Incontro pubblico a cura di Marco Mancuso

Design Library – Milano


Nato nell’ambito della partecipazione al bando “Che Fare” del 2013, “Trasformazioni affini” è un evento pensato come una giornata di incontri e presentazioni, con lo scopo di raccontare storie ed esperienze, monitorare progetti di eccellenza a livello nazionale e internazionale, che indagano l’impatto delle tecnologie digitali e delle scienze sull’ambito creativo, artistico e sociale contemporaneo.

Testo di presentazione dell’incontro

Relatori: Paolo Rigamonti, Adam Ardvisson, Ivana Pais, Katia Anguelova, Costantino Bongiorno e Zoe Romano, Luca Pertegato e Luca Isabella, Tiziano Bonini, Massimo Botta, Massimo Menichinelli, Simona Lodi, Anna Vasta, Antonio Incorvaia, Alessandro Rimassa.

Grazie all’esperienza accumulata in 7 anni di direzione dell’osservatorio online Digicult e quasi il doppio di ricerca, analisi e contatti professionali nel mondo della Media Art nazionale e internazionale, Marco Mancuso con questa conferenza pubblica intende operare per allargare i confini di questa disciplina, mettendo in evidenza il suo impatto sulla cultura e la creatività nel mondo che ci circonda, i suoi rapporti interdisciplinari con i campi del design, del cinema e della musica, le sue dinamiche produttive e di diffusione in rete, i suoi insegnamenti in ambito universitario e accademico, nonché la sua interdisciplinarietà professionale.

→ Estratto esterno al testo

PR #124, opened 2021-06-15
Switch to Github Actions.

portlek:
there is no reason to switch but idk if you want just merge it.


CryptoMorin:
Yea, if there's no reason, let's not.

PR #125, opened 2021-06-17
since 1.17 world height can be higher than 256

PeachesMLG:
Still need to do something about y starting at 0 but idk how to fix that so ill leave that to somone else


CryptoMorin:
Why not just use [getMinHeight()](https://hub.spigotmc.org/javadocs/spigot/org/bukkit/World.html#getMinHeight())
Also, you should cache the entire condition part of the loop in a variable. It seems like **getMaxHeight()** is calculated in 1.17

CryptoMorin:
I'm just going to add it myself.

PR #130, opened 2021-07-23
Fix titles not working on 1.17+

SkillC0de:


CryptoMorin:
I see, thanks. Your formatting changed a few lines, but don't worry I'll fix that.

PR #133, opened 2021-08-01
Update XMaterial.java

UntouchedOdin0:
To me it makes more sense to get a stick instead of gravel as its what represents it the closest.


CryptoMorin:
Uhhh, what? Gravel? That is the [Minecraft version](https://github.com/CryptoMorin/XSeries/blob/0ddc7d5c4e511b11a05f5d418b5b0b71ce7b9fb8/src/main/java/com/cryptomorin/xseries/XMaterial.java#L1533) that the material was added in...

UntouchedOdin0:
I mean, you currently have it so if they are on a lower version to give them gravel instead of a trident right? I thought it'll be more logical to give them a stick as it represents a trident more?

CryptoMorin:
That thing was removed a long long time ago.

PR #134, opened 2021-08-09
[SkullUtils] Cache the reflections for the profile field getter

ReflxctionDev:
In `SkullUtils#getSkinValue(ItemMeta)`, for some reason the `Field` instance is fetched every time the method is invoked. I presume this is not intended. This PR fixes it.


CryptoMorin:
Those field names are really confusing now tho. I'll change it.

Lo scopo dell’evento è dare voci a professionisti provenienti da differenti campi disciplinari e lavorativi, allo scopo di riflettere in senso ampio sui temi della cultura, dell’arte e del design e di come essi possano essere trasformati in reali fattori di innovazione sociale da una generazione di professionisti ibridi che operano e si muovono a cavallo tra sperimentazione tecnologico/scientifica, dinamiche professionali in networking e peer-to-peer, filosofie scalabili di collaborazione e co-produzione, filiere produttive tra start up e investitori del settore IT, tecnologie open source e di rete atte a innescare dinamiche profittevoli e meritocratiche per la produzione di un oggetto artistico-culturale.